Successful launch for the 2015 Wellington Community Justice Project

The 2015 WCJP Executive:
Back row (L–R): Gabrielle Groube, Mariah Hori te Pa, Tom Nelson, Yousuf Ahmad;
Middle row (L–R): Jasmine Harding, Mollie Mattich, Fady Girgis, Rebecca McMenamin
Front row (L–R): Nathalie Harrington, Tina Chen-Xu, Asaph Verner, Fayez Shahbaz.

This month, the Wellington Community Justice Project held its 2015 Launch, recruiting students for an exciting year of projects ahead.

The Wellington Community Justice Project is an extra-curricular student-led society—for second-year law students and above—which aims to improve access to justice and legal services in the community, and to provide law students with an opportunity to gain practical legal experience.

The project consists of four specialist teams: Human Rights, Education, Advocacy and Law Reform. Each year, the teams run three or four different projects which students volunteer to be a part of.
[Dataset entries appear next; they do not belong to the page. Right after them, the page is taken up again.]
PR #166, opened 2021-04-14
Move BOOST_REQUIRE instaces in for loops out of main control path

eflumerf:


philiprodrigues (approved):
This looks good to me, and has the desired effect when I run it in my test release

Issue #163, opened 2021-04-07
User-oriented documentation


jcfreeman2:
If you can see this Issue, it means that the existing documentation for this package has already been added to the official documentation, https://dune-daq-sw.readthedocs.io/en/latest, via its placement in your repo's docs/ directory. The next step is to make sure that the documentation in docs/ tells your package's users (as opposed to developers) everything they need to know about the package. The goal is to get this done for the dunedaq-v2.4.1 release in a couple weeks.

For details/hints please see https://dune-daq-sw.readthedocs.io/en/latest/editing_package_documentation/.

jcfreeman2:
Marco and I just got rid of the existing `docs/*.md` files which covered material that's more properly dealt with through the daq-buildtools and daq-cmake documentation. Still to-do is for appfwk developers to write/update documentation covering DAQModules, queues, the concept of a `NamedObject`, the behavior of `ThreadHelper` (and how it's different than `std::thread`), etc.

bieryAtFnal:
Before anyone spends any time on the type of documentation that is described in the previous post, I think that it would be useful to have a short discussion about the different meanings of the word "user".

Sometimes, when we use the word "user", we mean someone who operates or tests DAQ systems.  Other times, we may refer to developers who write software that makes use of classes and methods from another software package as users of that other software package.

In my discussion with Alessandro and Giovanna a couple of weeks ago, my understanding was that the "user" documentation that we are talking about in this round of documentation is focused on "operator-users".  As such, there may be very little that is needed in the appfwk package.

alessandrothea:
Right, we did make a distinction between operational users and developers and agreed that the this first iteration should focus on the former for most packages (e.g. `minidaqapp`, or `readout` or `dfmodules`). 
Core packages and `appfwk` in particular are a different matter: all modules and apps developers rely on them therefore developers documentation must be provided.
So @jcfreeman2's request to document makes sense to me.

bieryAtFnal:
Sure, but where should developer documentation be provided?  At one point, I heard that this would be in Wiki pages, not the [official documentation system](https://dune-daq-sw.readthedocs.io/en/latest/).

jcfreeman2:
@bieryAtFnal : @alessandrothea can correct me if I'm wrong but I believe the answer depends on what's meant by "developer documentation". Specifically, which of the two categories of developer are we talking about:
* Developers of the package in question (e.g., the authors of `src/DAQModule.cpp`)? 
[...]

PR #167, opened 2021-04-20
Johnfreeman/issue163 remove non appfwk documentation

jcfreeman2:
I've stripped out the documentation from appfwk which is now covered by daq-buildtools and daq-cmake. Note that this only partly satisfies Issue #163 , since it doesn't add to or update the appfwk-specific documentation (how to write DAQModules, etc.)


mroda88 (approved):
The final result is working as expected.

Last year, the Education team in conjunction with Community Law Wellington, visited high schools, alternative education providers and university halls of residence around Wellington as part of their Rights Education Project. The purpose of the visits was to deliver modules teaching teenagers about their various legal rights around tenancy, drugs and alcohol, sex and consent, and more. The team also hopes to develop a cyber-safety module about what rights teenagers have on the internet.

The group also works very closely with Community Law Wellington, offering support with all types of tasks from note-taking to giving advice and support.

This year joint Student Directors Nathalie Harrington and Fayez Shahbaz are looking forward to an action-packed year, after a fantastic response to their launch which saw over 200 student volunteers sign up—a significant increase from last year.

Their guest speaker at the launch event was human rights lawyer Claire Achmad, who has worked as an in-house counsel for the New Zealand government, as a Child Rights and Research and Advocacy Officer for UNICEF, and as a Senior Advisor to the Chief Human Rights Commissioner and Executive Director of the New Zealand Human Rights Commission.

The Human Rights team are currently contributing to a Harvard John F Kennedy School of Government research project evaluating the global status of violence against women. More information about this project will be in the April issue of Faculty News.